In this work, we focus on communication across mesochronous clock domains, where the clocks of each domain are driven by partially independent clock trees that operate under the same frequency, but with an arbitrary but fixed phase difference [5]. Signals that cross these clock-domain boundaries – a process commonly referred to as *Clock Domain Crossing (CDC)* – have to be synchronized before they can be used in the receiving domain [6], [7].

A GALS NoC implementation can take many forms. The most flexible one would enable CDC in any part of the NoC [8]. In this case, the NoC itself would be composed of different sectors operating in different clock domains. This is achieved by allowing any point-to-point link in the NoC to belong to different clock domains.

The physical implementation scalability of NoCs should not be limited by the architectural features that they need to support to provide high communication performance and Quality-of-Service (QoS) guarantees.
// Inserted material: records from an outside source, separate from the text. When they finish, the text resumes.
PR #1325, opened 2023-11-28
adds a service account and deployctl bits for annotating it

sjahl:
Bits for managing a gnomad-api kubernetes service account and annotating it with the (expected) name of a GCP service account that is managed via terraform.

I had to exclude the k8s ServiceAccount object from being suffixed per deployment with kustomize, because GKE workload identity can only bind to an exact serviceaccount within a namespace. e.g. I can only bind to "namespace/service-acct-name", and not to "namespace/service-account-name-*". Which means it cannot handle the case where we have service accounts with a deployment suffix like "service-account-name-blue" or "service-account-name-green"

The result is that all deployments need to share the same service account, which i think is a reasonable workaround in this case.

To achieve these goals, NoCs typically employ Virtual Channels (VCs) that allow for traffic separation (isolation) by assigning different traffic classes to different VCs [9], [10], [11]. This separation is also instrumental for the correct operation of higher-level protocols (e.g., cache coherence), which require isolation between the various message classes to avoid protocol-level deadlocks [12]. Also, VCs are used to break channel dependencies and avoid network-level deadlocks under adaptive routing [13].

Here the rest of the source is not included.